» **ASSIGNED TASK**: Copy word for word, please, the lines of the entries below running from the one containing "self.meta.age_p1 = ss_float" to the one containing "for the decay.", both ends included.

--- START ---

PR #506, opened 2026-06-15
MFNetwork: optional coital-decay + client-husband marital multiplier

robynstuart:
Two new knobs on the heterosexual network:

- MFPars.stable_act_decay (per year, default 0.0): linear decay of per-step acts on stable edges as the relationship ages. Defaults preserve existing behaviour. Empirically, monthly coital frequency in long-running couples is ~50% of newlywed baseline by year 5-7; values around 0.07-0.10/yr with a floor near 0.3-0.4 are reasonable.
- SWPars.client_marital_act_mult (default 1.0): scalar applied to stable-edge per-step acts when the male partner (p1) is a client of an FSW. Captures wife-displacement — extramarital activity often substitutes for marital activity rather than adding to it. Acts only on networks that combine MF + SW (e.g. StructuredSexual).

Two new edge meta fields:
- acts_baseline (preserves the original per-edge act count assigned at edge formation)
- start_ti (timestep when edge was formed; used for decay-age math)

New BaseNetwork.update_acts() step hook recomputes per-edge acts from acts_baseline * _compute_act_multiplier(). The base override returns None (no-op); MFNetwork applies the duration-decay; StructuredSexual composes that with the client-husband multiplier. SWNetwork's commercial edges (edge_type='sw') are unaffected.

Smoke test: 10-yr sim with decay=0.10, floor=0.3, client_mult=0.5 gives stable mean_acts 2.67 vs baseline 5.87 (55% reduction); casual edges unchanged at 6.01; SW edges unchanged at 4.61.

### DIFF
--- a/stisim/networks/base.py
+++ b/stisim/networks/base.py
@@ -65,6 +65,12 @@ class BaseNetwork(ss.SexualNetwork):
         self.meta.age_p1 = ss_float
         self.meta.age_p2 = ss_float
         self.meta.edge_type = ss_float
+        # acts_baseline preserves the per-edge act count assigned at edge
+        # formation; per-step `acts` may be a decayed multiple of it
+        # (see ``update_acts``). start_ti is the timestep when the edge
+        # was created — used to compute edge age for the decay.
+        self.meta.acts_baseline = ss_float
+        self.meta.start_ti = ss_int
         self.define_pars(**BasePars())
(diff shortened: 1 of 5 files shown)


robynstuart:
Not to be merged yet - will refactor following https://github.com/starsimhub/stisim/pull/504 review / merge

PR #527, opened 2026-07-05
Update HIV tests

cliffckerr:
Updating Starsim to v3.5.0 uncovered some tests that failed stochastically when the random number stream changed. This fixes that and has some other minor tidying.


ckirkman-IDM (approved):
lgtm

--- END ---

» **WRITTEN SOLUTION**:
         self.meta.age_p1 = ss_float
         self.meta.age_p2 = ss_float
         self.meta.edge_type = ss_float
+        # acts_baseline preserves the per-edge act count assigned at edge
+        # formation; per-step `acts` may be a decayed multiple of it
+        # (see ``update_acts``). start_ti is the timestep when the edge
+        # was created — used to compute edge age for the decay.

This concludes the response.